— WORK TO BE COMPLETED —
Go through the material below and count the lines with the string "either"; the number is the whole answer.
☆ ☆ ☆ ☆
PR #265, opened 2021-08-03
Add user telemetry to correlation context header

avanigupta:
This change adds the following keywords to the `correlation-context` header:
1. **DevEnvironment** - added if request is made from a dev machine.
2. **KeyVaultConfigured** - added if application has invoked `ConfigureKeyVault` API.
3. **OfflineCacheConfigured** - added if application has invoked `SetOfflineCache` API.

Sample header values:

- `RequestType=Startup,DevEnvironment,KeyVaultConfigured,OfflineCacheConfigured`
- `RequestType=Startup,HostType=AzureWebApp,KeyVaultConfigured`

### DIFF
--- a/src/Microsoft.Extensions.Configuration.AzureAppConfiguration/AzureAppConfigurationProvider.cs
+++ b/src/Microsoft.Extensions.Configuration.AzureAppConfiguration/AzureAppConfigurationProvider.cs
@@ -619,11 +619,13 @@ namespace Microsoft.Extensions.Configuration.AzureAppConfiguration
 
         private void SetRequestTracingOptions()
         {
-            _requestTracingOptions = new RequestTracingOptions();
-            _requestTracingOptions.HostType = TracingUtils.GetHostType();
-            _requestTracingOptions.IsDevEnvironment = TracingUtils.IsDevEnvironment();
-            _requestTracingOptions.IsKeyVaultConfigured = _options.IsKeyVaultConfigured;
-            _requestTracingOptions.IsOfflineCacheConfigured = _options.IsOfflineCacheConfigured;
+            _requestTracingOptions = new RequestTracingOptions
+            {
+                HostType = TracingUtils.GetHostType(),
+                IsDevEnvironment = TracingUtils.IsDevEnvironment(),
+                IsKeyVaultConfigured = _options.IsKeyVaultConfigured,
+                IsOfflineCacheConfigured = _options.IsOfflineCacheConfigured
+            };
         }
 
         private DateTimeOffset AddRandomDelay(DateTimeOffset dt, TimeSpan maxDelay)
--- a/src/Microsoft.Extensions.Configuration.AzureAppConfiguration/AzureAppConfigurationProvider.cs
+++ b/src/Microsoft.Extensions.Configuration.AzureAppConfiguration/AzureAppConfigurationProvider.cs
@@ -25,11 +25,11 @@ namespace Microsoft.Extensions.Configuration.AzureAppConfiguration
         private bool _isInitialLoadComplete = false;
         private readonly bool _requestTracingEnabled;
 
-        private readonly HostType _hostType;
         private readonly ConfigurationClient _client;
         private AzureAppConfigurationOptions _options;
         private Dictionary<string, ConfigurationSetting> _applicationSettings;
         private Dictionary<KeyValueIdentifier, ConfigurationSetting> _watchedSettings = new Dictionary<KeyValueIdentifier, ConfigurationSetting>();
+        private RequestTracingOptions _requestTracingOptions;
 
         private readonly TimeSpan MinCacheExpirationInterval;
 
@@ -96,7 +96,7 @@ namespace Microsoft.Extensions.Configuration.AzureAppConfiguration
 
             if (_requestTracingEnabled)
             {
-                _hostType = TracingUtils.GetHostType();
+                SetRequestTracingOptions();
             }
         }
 
@@ -382,7 +382,7 @@ namespace Microsoft.Extensions.Configuration.AzureAppConfiguration
                 if (_watchedSettings.TryGetValue(watchedKeyLabel, out ConfigurationSetting watchedKv))
                 {
                     KeyValueChange keyValueChange = default;
-                    await TracingUtils.CallWithRequestTracing(_requestTracingEnabled, RequestType.Watch, _hostType,
+                    await TracingUtils.CallWithRequestTracing(_requestTracingEnabled, RequestType.Watch, _requestTracingOptions,
                         async () => keyValueChange = await _client.GetKeyValueChange(watchedKv, CancellationToken.None).ConfigureAwait(false)).ConfigureAwait(false);
 
                     changeWatcher.CacheExpires = DateTimeOffset.UtcNow.Add(changeWatcher.CacheExpirationInterval);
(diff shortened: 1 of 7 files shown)


jimmyca15:
Why DevEnvironment instead of Environment=Dev?

src/Microsoft.Extensions.Configuration.AzureAppConfiguration/TracingUtils.cs
```diff
@@ -54,37 +54,48 @@ public static HostType GetHostType()
...
+        {
+            await CallWithRequestTracing(tracingEnabled, requestType, requestTracingOptions, () =>
             {
                 clientCall();
                 return Task.CompletedTask;
             }).ConfigureAwait(false);
         }
 
-        public static async Task CallWithRequestTracing(bool tracingEnabled, RequestType requestType, HostType hostType, Func<Task> clientCall)
+        public static async Task CallWithRequestTracing(bool tracingEnabled, RequestType requestType, RequestTracingOptions requestTracingOptions, Func<Task> clientCall)
```
jimmyca15, line 82: What if RequestTracingOptions is null.

src/Microsoft.Extensions.Configuration.AzureAppConfiguration/Constants/RequestTracingConstants.cs
```diff
@@ -17,6 +21,9 @@ internal class RequestTracingConstants
 
         public const string RequestTypeKey = "RequestType";
         public const string HostTypeKey = "Host";
+        public const string DevEnvironmentTag = "DevEnvironment";
+        public const string KvrConfiguredTag = "KeyVaultConfigured";
```
jimmyca15, line 25: Maybe just `KvConfigured` to match the constant.

src/Microsoft.Extensions.Configuration.AzureAppConfiguration/TracingUtils.cs
```diff
@@ -95,6 +106,59 @@ public static async Task CallWithRequestTracing(bool tracingEnabled, RequestType
             }
         }
 
+        private static string CreateCorrelationContextHeader(RequestType requestType, RequestTracingOptions requestTracingOptions)
+        {
+            IList<KeyValuePair<string, string>> correlationContextKeyValues = new List<KeyValuePair<string, string>>();
+            IList<string> correlationContextTags = new List<string>();
+            
+            AddRequestType(correlationContextKeyValues, requestType);
```
jimmyca15, line 114: Can we inline this?

src/Microsoft.Extensions.Configuration.AzureAppConfiguration/TracingUtils.cs
```diff
@@ -95,6 +106,59 @@ public static async Task CallWithRequestTracing(bool tracingEnabled, RequestType
...
+
+            if (requestTracingOptions.HostType != HostType.Unidentified)
+            {
+                AddHostType(correlationContextKeyValues, requestTracingOptions.HostType);
```
jimmyca15, line 118: And this one

avanigupta:
> Why DevEnvironment instead of Environment=Dev?

Because we don't plan on adding more environment types.  `Environment=Dev` makes it look like we might have other values for  `Environment`, but we are only interested in one specific environment that is `DevEnvironment`.

src/Microsoft.Extensions.Configuration.AzureAppConfiguration/Constants/RequestTracingConstants.cs
avanigupta: In that case, I think `KeyVaultConfigured` is more descriptive and makes more sense in logs than `KvrConfiguredTag`.
How about this:
` public const string KeyVaultConfiguredTag = "KeyVaultConfigured";`

src/Microsoft.Extensions.Configuration.AzureAppConfiguration/TracingUtils.cs
avanigupta: If request tracing is enabled, we create a new instance of `RequestTracingOptions` in `AzureAppConfigurationProvider` constructor. So `requestTracingOptions` cannot be null.

If request tracing is disabled, we won't hit the code path that is using the `requestTracingOptions` anyway.
But I can still add another null check to be explicit.

src/Microsoft.Extensions.Configuration.AzureAppConfiguration/TracingUtils.cs
```diff
@@ -95,16 +106,57 @@ public static async Task CallWithRequestTracing(bool tracingEnabled, RequestType
...
+                headerKeyValues = string.Join(",", correlationContextKeyValues.Select(kvp => $"{kvp.Key}={kvp.Value}"));
+            }
+                
+            if (correlationContextTags.Count > 0)
+            {
+                headerTags = string.Join(",", correlationContextTags);
+            }
+
+            if (!string.IsNullOrWhiteSpace(headerKeyValues) && !string.IsNullOrWhiteSpace(headerTags))
+            {
```
jimmyca15, line 151: The if/else took me a second. We have this pattern elsewhere and an alternative way to do it is like the following.

```
StringBuilder sb

foreach (string s in list)
{
    if (sb.Length > 0)
    {
        sb.Append(",");
    }

    sb.Append(s);
}
```

As far as pro's cons, this approach is more of a list building rather than a branched logic.

src/Microsoft.Extensions.Configuration.AzureAppConfiguration/AzureAppConfigurationProvider.cs
```diff
@@ -614,7 +614,16 @@ private void ProcessChanges(IEnumerable<KeyValueChange> changes)
...
         {
             var requestType = _isInitialLoadComplete ? RequestType.Watch : RequestType.Startup;
-            await TracingUtils.CallWithRequestTracing(_requestTracingEnabled, requestType, _hostType, clientCall).ConfigureAwait(false);
+            await TracingUtils.CallWithRequestTracing(_requestTracingEnabled, requestType, _requestTracingOptions, clientCall).ConfigureAwait(false);
+        }
+
+        private void SetRequestTracingOptions()
+        {
+            _requestTracingOptions = new RequestTracingOptions();
+            _requestTracingOptions.HostType = TracingUtils.GetHostType();
```
jimmyca15, line 623: Looks like a good candidate for Object Initializer pattern.

```
abc = new def
{
   foo = bar
}
```

jimmyca15 (approved):
:shipit:

jimmyca15:
> > Why DevEnvironment instead of Environment=Dev?
> 
> Because we don't plan on adding more environment types. `Environment=Dev` makes it look like we might have other values for `Environment`, but we are only interested in one specific environment that is `DevEnvironment`.

I'm fine either way, but Environment steers more on the multi-value type field to me rather than flag like KeyVaultConfigured.

avanigupta:
> > > Why DevEnvironment instead of Environment=Dev?
> > 
> > 
> > Because we don't plan on adding more environment types. `Environment=Dev` makes it look like we might have other values for `Environment`, but we are only interested in one specific environment that is `DevEnvironment`.
> 
> I'm fine either way, but Environment steers more on the multi-value type field to me rather than flag like KeyVaultConfigured.

Okay, I can change it to `Environment=Dev`, which also gives us scope to expand this option in future, if needed.

jimmyca15 (approved):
☆ ☆ ☆ ☆
— EXERCISE RESPONSE —
2